That was quick. A week after announcing that three members of Cisco Systems’ legendary four-person research and development team had been reassigned, CEO Chuck Robbins just announced that they’ve all resigned instead.
In what appears to be a messy shakeup with hints of an internal power struggle nearing an end, Mario Mazzola, Prem Jain, Luca Cafiero and Soni Jiandani are leaving the company.

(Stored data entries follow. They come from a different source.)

PR #1316, opened 2019-07-18
Fix iSort

ghickman:
This applies `isort` to the codebase and checks imports are still ordered correctly in CI.


frjo:
Nice to get this cleaned up!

The quartet formed what has been a unique-to-Cisco program put in place by Robbins’s predecessor, John Chambers, to fund startups that would would build new networking products only to be bought out a few years later. Since the 1990s, the team had spent more than $2 billion on the effort.
As wereported last week, the group had come to be known informally — and for the most part internally — as the "MPLS team." The abbreviation came from their first names, but also coincidentally matched a networking technology that Cisco invented some years ago.
The most recent example of the MPLS team’s moves was Insieme, which Cisco funded in 2012 with about $100 million and then acquired for $863 million two years later. It built what’s essentially become Cisco’s latest generation of switches and routers and has nearly 14,000 customers.
As part of last week’s reorganization, Jiandani had been put in charge of Insieme. Now that she’s resigned, too, the unit has been placed under David Goeckeler, a senior VP and 16-year Cisco veteran who will now run Cisco’s newly created Networking & Security Business Group.
Robbins appears to have been blindsided by the resignations, and said in an internal memo obtained by Recode that their decisions were "based on a disconnect regarding roles, responsibilities and charter that came to light" immediately after last week’s announcement.
Cisco didn’t comment on the matter beyond sharing a statement attributed to Robbins in which he praised the four engineers for “the countless contributions they have made to Cisco" and noted that "I have personally learned so much from them, and they will always be an important part of Cisco’s engineering story."
Robbins has also been pointing Cisco in new directions. As he explained in an interview with Kara Swisher at last week’s Code Conference in Rancho Palos Verdes, Calif., he has bet big on subscriptions coupled with hardware sales. But he has also directed Cisco toward new markets like networks to connect the Internet of Things. Cisco’s largest deal in recent memory came earlier this year when itspent $1.4 billion to acquire Jasper, a cloud-based outfit that manages connected devices like cars.